* Exercise details
Each record must be retyped in full. No character may differ.

* Data for this task
PR #4614, opened 2023-06-16
DBZ-6416 Add initial snapshot notifications

mfvitale:
closes: https://issues.redhat.com/browse/DBZ-6416 https://issues.redhat.com/browse/DBZ-5464

### DIFF
--- a/debezium-core/src/main/java/io/debezium/pipeline/notification/InitialSnapshotNotificationService.java
+++ b/debezium-core/src/main/java/io/debezium/pipeline/notification/InitialSnapshotNotificationService.java
@@ -1,0 +1,81 @@
+/*
+ * Copyright Debezium Authors.
+ *
+ * Licensed under the Apache Software License version 2.0, available at http://www.apache.org/licenses/LICENSE-2.0
+ */
+package io.debezium.pipeline.notification;
+
+import java.util.HashMap;
+import java.util.Map;
+import java.util.UUID;
+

* Exercise result
PR #4614, opened 2023-06-16
DBZ-6416 Add initial snapshot notifications

mfvitale:
closes: https://issues.redhat.com/browse/DBZ-6416 https://issues.redhat.com/browse/DBZ-5464

### DIFF
--- a/debezium-core/src/main/java/io/debezium/pipeline/notification/InitialSnapshotNotificationService.java
+++ b/debezium-core/src/main/java/io/debezium/pipeline/notification/InitialSnapshotNotificationService.java
@@ -1,0 +1,81 @@
+/*
+ * Copyright Debezium Authors.
+ *
+ * Licensed under the Apache Software License version 2.0, available at http://www.apache.org/licenses/LICENSE-2.0
+ */
+package io.debezium.pipeline.notification;
+
+import java.util.HashMap;
+import java.util.Map;
+import java.util.UUID;
+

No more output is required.